According to this, 40% gains are almost ready.

I'll believe it when i see it confirmed by reviewers, though.


----------



## TRWOV (Oct 16, 2011)

I think that reviewers will have to revisit the FX CPUs if the patch is as miraculous as rumors say.


----------



## HTC (Oct 16, 2011)

TRWOV said:


> I think that reviewers will have to revisit the FX CPUs *if the patch is as miraculous as rumors say.*



If true, imagine:

"Shocking news rocks CPU world: Bulldozer just bulldozed Intel's Sandy Bridge!!!!"

*Insert that avatar's pic with a bulldozer dozing off Intel's Sandy Bridge's CPU logos for a more dramatic effect*.


----------



## techtard (Oct 16, 2011)

I'm thinking it will be more like this:
*Patch does nothing, Nerds rioting all over the internet!*
*Insert picture of Nelson from the Simpsons wearing an Intel tshirt and pointing and laughing at a crying Ralph Wiggum decked out in AMD*


----------



## qubit (Oct 16, 2011)

HTC said:


> If true, imagine:
> 
> "Shocking news rocks CPU world: Bulldozer just bulldozed Intel's Sandy Bridge!!!!"
> 
> *Insert that avatar's pic with a bulldozer dozing off Intel's Sandy Bridge's CPU logos for a more dramatic effect*.



It would be incredible if that patch turned out to be real and very good news for AMD and the customer - and bad news for Intel.  However, if the performance problem was simply a software fix, you can bet your boots that AMD would have priced the chip much higher and made a helluva noise about it. Or at least a blog post.

Because of this, I think the "patch" is a fake and it's just some blogger trying to get attention on the internet.


----------



## HTC (Oct 16, 2011)

qubit said:


> It would be incredible if that patch turned out to be real and very good news for AMD and the customer - and bad news for Intel.  However, if the performance problem was simply a software fix, you can bet your boots that AMD would have priced the chip much higher and made a helluva noise about it. Or at least a blog post.
> 
> *Because of this, I think the "patch" is a fake and it's just some blogger trying to get attention on the internet.*



Which is why i said i'll believe it when reviewers confirm it.


----------



## Super XP (Oct 16, 2011)

qubit said:


> It would be incredible if that patch turned out to be real and very good news for AMD and the customer - and bad news for Intel.  However, if the performance problem was simply a software fix, you can bet your boots that AMD would have priced the chip much higher and made a helluva noise about it. Or at least a blog post.
> 
> Because of this, I think the "patch" is a fake and it's just some blogger trying to get attention on the internet.

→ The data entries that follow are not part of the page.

PR #1222, opened 2017-05-05
Fix typo: change 'hiearchy' to 'hierarchy'

wdhorton:
Noticed this when I was reading over the flow type definitions.


kozlitinaelja:
Thank you @wdhorton for fixing it! =)

PR #1229, opened 2017-05-18
Fix genTypeDef for MappedType to make Record documentation work

alexandrebodin:
While reading the type def I noticed how the module Collection exported module Keyed etc... and I figured That we could do the same to make the Record.Instance documentation generate correctly. 

This is certainly not a definitive solution but might still be better than no documentation.


alexandrebodin:
Any plans of merging ?

leebyron:
Thanks for fixing this!

PR #1232, opened 2017-05-20
Change the has method of Record to be a type guard

### LINKED ISSUE #1230: The 'has' method on a Record should be a Typescript type guard
The key thing is that right now you can do this:

```
if (recordInstance.has(arbitraryString)) {
  return recordInstance.get(arbitraryString)
}
```

...and still get a Typescript error. I'm sure there must be some way to make this act as a type guard for Typescript, but I'm not sure how to implement it.

icopp:
This allows use of the `has` method as a type guard, while still otherwise acting as a boolean. Resolves #1230.

### DIFF
--- a/dist/immutable-nonambient.d.ts
+++ b/dist/immutable-nonambient.d.ts
@@ -2239,7 +2239,7 @@
 
       // Reading values
 
-      has(key: string): boolean;
+      has(key: string): key is keyof T;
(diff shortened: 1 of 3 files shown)


kozlitinaelja:
Looks legit to me. Thank you @icopp for fixing!

Issue #1161, opened 2017-03-13
4.0rc2 `getIn()` not handling nulls gracefully on Records


EvHaus:
### What happened

After upgrading from `3.x` to `4.x` the `getIn()` method is not behaving as before and not as documented. It often returns `Invalid keyPath: Value at ["someKey"] does not have a .get() method: null` instead of handling null keys gracefully.

### How to reproduce

```
const ABRecord = Immutable.Record({ a: 1})
const myRecord = new ABRecord()
console.log(myRecord.getIn(['a', 'b']));
```

Returns
```
TypeError: Invalid keyPath: Value at ["a"] does not have a .get() method: 1
```

But I expected it to return `null` instead.

leebyron:
This is an intentional breaking change to bring `getIn` and `setIn` into alignment. Bug's resulting from the silent return of `null` for this case were a common complaint from the previous major version.

The reason this fails is because there is a value at `"a"` however that value is not a container and doesn't allow deeper retrieval. This is usually indicative of a mistake, expecting the value at `"a"` to be a collection if it exists.

Note if you change the test code to:

```js
const ABRecord = Immutable.Record({ a: null })
const myRecord = new ABRecord()
console.log(myRecord.getIn(['a', 'b']));
```

That you'll see `null` logged.

EvNaverniouk:
@leebyron Thanks for the detailed explanation, however I believe there is still a bug as the code you posted:

```javascript
const ABRecord = Immutable.Record({a: null});
const myRecord = new ABRecord();
console.log(myRecord.getIn(['a', 'b']));
```

Also returns:

```
TypeError: Invalid keyPath: Value at ["a"] does not have a .get() method: null
```

Additionally, even if this is still intended behavior, I would highly recommend this breaking change get called out specifically on the 4.0 changelog as it was not clear from the current description and it's caused a lot of headaches for us during the upgrade process.

leebyron:
Ah interesting! I'll definitely make sure there's more tests and clear language around this

leebyron:
Reopening as a reminder to myself to dig in

loveholly:
It also happens on nested `Map` structure.

iamdustan:
@leebyron would it be possible to have this behavior have a deprecation cycle for one major version where instead of `throw`ing a warning is logged? For example on our codebase we have 1000+ callsites of `getIn` to migrate before we can update.

[...]

PR #1233, opened 2017-05-22
Deprecate getIn null throwing

iamdustan:
This changes the `getIn` null to a warning rather than an error with a deprecation notice to ease the migration path.

https://github.com/facebook/immutable-js/issues/1161#issuecomment-301813826


leebyron:
I think this is reasonable - smoothing the upgrade path is important. I'll make some small changes to your diff to better fit the original behavior

iamdustan:
Whoa thanks @leebyron. Hope you’ve had a great summer 😄

PR #1258, opened 2017-06-24
more type-safe types for zip for up to three lists.

emmanueltouzery:
more type-safe type TS definitions for zipping for up to three lists. I saw something similar is already done for `zipWith`. Anything is better than `any`, and the typescript compiler is smart enough to pick the most precise type definition.

I've confirmed the compiler does pick up the new type definitions in `__tests/zip.ts` line 28 the type of `zipped`, and by extracting variables in a couple other examples in that file, and all seems to work great.

### DIFF
--- a/dist/immutable-nonambient.d.ts
+++ b/dist/immutable-nonambient.d.ts
@@ -791,6 +791,32 @@
     ): this;
 
     /**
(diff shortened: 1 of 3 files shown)


leebyron:
Agreed, thanks for the help

PR #1263, opened 2017-07-07
docs: updates hash() docs to indicate that it's new in v4.0

nsfmc:
this tripped me up the other day when i was looking to use `hash()`. I couldn't offhand find another method that indicated which version it appeared in so i just italicized the string.

grnk


leebyron:
Works for me

PR #1373, opened 2017-10-10
BREAKING: Alias `merge` as `concat` for Set and Map collections

leebyron:
These methods are extremely similar, but have differing implementations with different performance characteristics. This makes `concat` an alias of `merge`, sharing the implementation for those methods.

### DIFF
--- a/__tests__/List.ts
+++ b/__tests__/List.ts
@@ -642,10 +642,34 @@ describe('List', () => {
   });
 
   it('concat works like Array.prototype.concat', () => {
-    const v1 = List.of(1, 2, 3);
+    const v1 = List([1, 2, 3]);
     const v2 = v1.concat(4, List([ 5, 6 ]), [7, 8], Seq([ 9, 10 ]), Set.of(11, 12), null as any);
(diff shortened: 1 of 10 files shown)


randallb:
I upgraded to RC9 and at runtime, orderedMaps can't concat. Concat returns as undefined. Working on a test case now.

randallb:
Given a package.json:
```
{
  "name": "immmutable-bug-simple",
  "version": "1.0.0",
  "main": "index.js",
  "license": "MIT",
  "dependencies": {
    "immutable": "^4.0.0-rc.9"
  }
}
```
and an index.js of
```
const immutable = require('immutable');

const orderedMap = immutable.OrderedMap();
const orderedMap2 = immutable.OrderedMap();
orderedMap.concat(orderedMap2)
```
I get:
```
TypeError: orderedMap.concat is not a function
    at Object.<anonymous> (/Users/rb/code/experiment/immmutable-bug-simple/index.js:5:12)
```

randallb:
Working to see if I can help write code to fix.

randallb:
Opening a new issue too.

PR #1377, opened 2017-10-11
Flow types for setIn(), removeIn(), updateIn()

leebyron:
Following up #1366, adds flow types aware of keypath for these three methods for List, Map, and Record


sambathl:
why tuple for updateIn, what shall we do if we resolve keypath dynamically ?

PR #1378, opened 2017-10-12
Add Record.get(v, notSetValue) to type defs

### LINKED ISSUE #1359: Record typedef for get doesn't include notSetValue
Hi,

Trying out 4.0 rc-7. Noticed the new Record types (awesome). But also noticed Record.get() doesn't type the notSetValue so flow complains if I do
```
r.get('myProp', 123)
```
even though it actually works

Thanks! (super excited for this release, keep up the good work)

leebyron:
notSetValue was accidentally missing from type definition for Record. Also include some documentation explaining when this value is used.

Fixes #1359

### DIFF
--- a/type-definitions/Immutable.d.ts
+++ b/type-definitions/Immutable.d.ts
@@ -2552,7 +2552,16 @@ declare module Immutable {
     // Reading values
 
     has(key: string): key is keyof TProps;
-    get<K extends keyof TProps>(key: K): TProps[K];
+
+    /**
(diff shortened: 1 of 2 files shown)


Anahkiasen:
@leebyron Should this not be a facultative argument?

julianwong94:
@leebyron +1, shouldn't this be an optional argument? The get functions for the other immutable collections have optional notSetValues.

PR #1393, opened 2017-10-17
BREAKING: Create new List instead of new Map in updateIn keypath.

leebyron:
If any keys in `keyPath` do not exist, a new Map is created. This is often confusing when using numeric keys - which typically imply using a List instead of a Map.

This now looks at the key, if it is a number then a List is created instead of a Map.

This is breaking since previously this would have created a Map instead of a List. Existing code relying on creating `Map<number, *>` should convert code to explicitly create missing Maps before calling `updateIn()`.

### DIFF
--- a/__tests__/updateIn.ts
+++ b/__tests__/updateIn.ts
@@ -7,7 +7,7 @@
 
 ///<reference path='../resources/jest.d.ts'/>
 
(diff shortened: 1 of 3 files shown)


leebyron:
Closing this since an existing use case for numeric keys is representing "ids" - where a Map is a better fit. This breaking change is likely more painful than helpful.

PR #1394, opened 2017-10-17
Adds test to demo key Symbol in Map.set()

abacaphiliac:
Adds test to demonstrate usage of Symbol primitive data type as Map key via set method, which does not work upon Map instantiation.

Split from https://github.com/facebook/immutable-js/pull/1392


abacaphiliac:
@leebyron please review.

I'm working on another request right now for the Map instantiation performance test(s).

leebyron:
Great! thanks :)

PR #1395, opened 2017-10-17
fix: typescript definitions

TheophileSketo:
I had to guess a couple of signatures for the remove function, I hope everything is in order.


leebyron:
Thanks for your help with this. I'm frustrated with the state of our typescript tests, which I expected to help catch these issues.

PR #1399, opened 2017-10-17
Fix flow types for Record setIn/getIn deep values.

### LINKED ISSUE #1398: [v4.0.0-rc.8] Modifying deeply nested Records receives flow type error
Here is a sample reducer that reproduces the issue.  I have some Records that have deeply nested Records
`immutable 4.0.0-rc.8`
`flow-bin 0.57.3`

```
// @flow
import { Record, type RecordOf, type RecordFactory } from 'immutable';

type DeepNest = {
  foo: number,
};

const deepNest: RecordFactory<DeepNest> = Record({
  foo: 0,
});

type Nest = {
  deepNest: RecordOf<DeepNest>,
};

const nest: RecordFactory<Nest> = Record({
  deepNest: deepNest({}),
});

type State = {
  nest: RecordOf<Nest>,
};

const initialState: RecordFactory<State> = Record({
  nest: nest(),
});

function testReducer(state: RecordOf<State> = initialState(), action: Object) {
  switch (action.type) {
    case 'ACTION_TYPE':
      return state.setIn(['nest', 'deepNest', 'foo'], 5);
    default:
      return state;
  }
}

export default testReducer;
```
The error occurs on `return state.setIn(['nest', 'deepNest', 'foo'], 5);` and I receive

```
call of method `setIn`
Method cannot be called on any member of intersection type intersection
Member 1: type application of class `RecordInstance`
Error: call of method `setIn`
Function cannot be called on any member of intersection type intersection
Member 2: type parameter `Values` of call of method `setIn`
Error: property `setIn`
Property not found in object type
```

leebyron:
Unsure what the root issue was, but key types were being incorrectly derived for deeply nested values. Replacing $ElementType with $ValOf seems to fix the issue.

Added the original reported test case that failed before, now passes

Fixes #1398

### DIFF
--- a/type-definitions/immutable.js.flow
+++ b/type-definitions/immutable.js.flow
@@ -1397,10 +1397,10 @@ declare class RecordInstance<T: Object> {
 
   getIn(keyPath: [], notSetValue?: mixed): this & T;
   getIn<K: $Keys<T>>(keyPath: [K], notSetValue?: mixed): $ElementType<T, K>;
-  getIn<NSV, K: $Keys<T>, K2: $KeyOf<$ElementType<T, K>>>(keyPath: [K, K2], notSetValue: NSV): $ValOf<$ElementType<T, K>, K2> | NSV;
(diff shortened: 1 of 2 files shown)


acusti:
This is great! We had around 30 new flow errors in `rc.8` related to this. Will this fix be available via the `facebook/immutable-js#npm` dependency string?

leebyron:
Yes, although Travis CI is being slow today. I'm also releasing rc.9 now

PR #1401, opened 2017-10-18
test(ts-definitions): test Immutable.d.ts validity using tsc

TheophileSketo:
It seems the current setup for ts-tests doesn't include Immutable.d.ts in the compilation. This is the only way I could find to test Immutable.d.ts for validity.


leebyron:
Hey, even if it's a little redundant, I think we can't get enough coverage of these! Thanks :)

PR #1402, opened 2017-10-18
Fix Map#concat

philipp-spiess:
#1373 made `Map#concat` an alias for `Map#merge` but defined the alias
before `Map#merge` was defined, resulting in `Map#concat` being
undefined.

This fixes the issue and adds a regression test.


leebyron:
Awesome, thank you for adding a test!

acusti:
Seems like this fix might be worth a new `rc`

cchamberlain:
This appears to still be broken in current `rc`.

PR #1403, opened 2017-10-18
Use prettier for tests

philipp-spiess:
When working on projects that use prettier, I enable the format-on-save
option in my editor of choice which run prettier whenever I save a file.

This always updated the formatting of the tests files when working on
Immutable.js, since those files were not formatted using prettier yet.
Prettier added [typescript support][1] in the mean time, so I thought
it was a good idea to keep the whole code base consistent and to allow
everyone to use format-on-save without getting annoyed.

Since there are not a lot of PRs open, I think it's a good time to merge
this.

[1]: https://github.com/prettier/prettier/releases/tag/1.4.0

### DIFF
--- a/__tests__/ArraySeq.ts
+++ b/__tests__/ArraySeq.ts
@@ -10,7 +10,6 @@
 import { Seq } from '../';
 
 describe('ArraySequence', () => {
-
   it('every is true when predicate is true for all entries', () => {
     expect(Seq([]).every(() => false)).toBe(true);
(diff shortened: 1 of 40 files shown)


myitcv:
We've been using https://github.com/vvakame/typescript-formatter for some time for what it's worth.

leebyron:
Awesome, I've been meaning to do this, so thank you for taking the initiative

PR #1404, opened 2017-10-18
Adds Map.mergeDeep Symbol tests

abacaphiliac:
Demonstrates correct handling of Symbol keys in Map.mergeDeep when the Maps are nested, and initialized with Symbol KV tuples instead of plain JS object literals.

Tests were provided in this discussion:
https://github.com/facebook/immutable-js/pull/1392


abacaphiliac:
@leebyron please review.

leebyron:
Excellent, thanks for adding more tests!

PR #11, opened 2020-11-08
some improvements

longemen3000:
1. while the system function is useful, is not extensible. a dispatch is added on $SAFT(vec_of_strings) so if you want to create a PCSAFT, you can do it directly via:
```julia
PCSAFT(["diethyl ether]")
```
2. added basic unitful support.
this is added via the function `normalize_units(val) `(copied from a package i have). the function returns the SI unit of a unitful quantity. for example, now it is possible to do:
```julia
using Unitful
    Cp = get_isobaric_heat_capacity(model, create_z(model, [0.5, 0.5]), 1u"bar", 25u"°C")
```


pw0908:
Hi Andrés, 
Thanks a lot for this! We've been thinking of doing similar things for quite some time!
However, I won't be merging these onto master yet for 2 reasons:
1. We have made some significant changes to OpenSAFT in one of our development branches (currently we're working on SAFTgammaMie); if you plan to make further changes, would you mind making them on that branch instead? Alternatively, we're about a week away from merging the development branch with master; it might be easier to make changes then?
2. Some of the changes you're implementing here we have already (attempted) to do so in the development branch. We would really appreciate to hear your thoughts on this!
Feel free to get in touch with us if you want to get more directly involved in OpenSAFT and what we have planned for the package!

AMD would never have priced it higher than it is right now, regardless whether a near future patch was set for release. You price the CPU for today's performance competition, not what it may do later on.

As for the Patch, it's already been confirmed, Windows 7 does a bad job with Bulldozer style of design. If people think this patch business is BS, then why does Bulldozer perform much better in Windows 8


----------



## qubit (Oct 16, 2011)

HTC said:


> Which is why i said i'll believe it when reviewers confirm it.



Indeed, I was just expanding on your point, not disagreeing with it. 



Super XP said:


> AMD would never have priced it higher than it is right now, regardless whether a near future patch was set for release. You price the CPU for today's performance competition, not what it may do later on.
> 
> As for the Patch, it's already been confirmed, Windows 7 does a bad job with Bulldozer style of design. If people think this patch business is BS, then why does Bulldozer perform much better in Windows 8



I'm not sure I believe that. Even if performance doubles tomorrow, the nature of things is such that they can't put the price up afterwards, as people will just not buy it. So no, I think they've priced it at its true potential. If Bulldozer really does fly with Windows 8 or a Windows 7 patch, then we can make a judgement then. Until then, I remain skeptical, which I think is very healthy for this situation.


----------



## Horrux (Oct 16, 2011)

qubit said:


> Indeed, I was just expanding on your point, not disagreeing with it.
> 
> 
> 
> I'm not sure I believe that. Even if performance doubles tomorrow, the nature of things is such that they can't put the price up afterwards, as people will just not buy it. So no, I think they've priced it at its true potential. If Bulldozer really does fly with Windows 8 or a Windows 7 patch, then we can make a judgement then. Until then, I remain skeptical, which I think is very healthy for this situation.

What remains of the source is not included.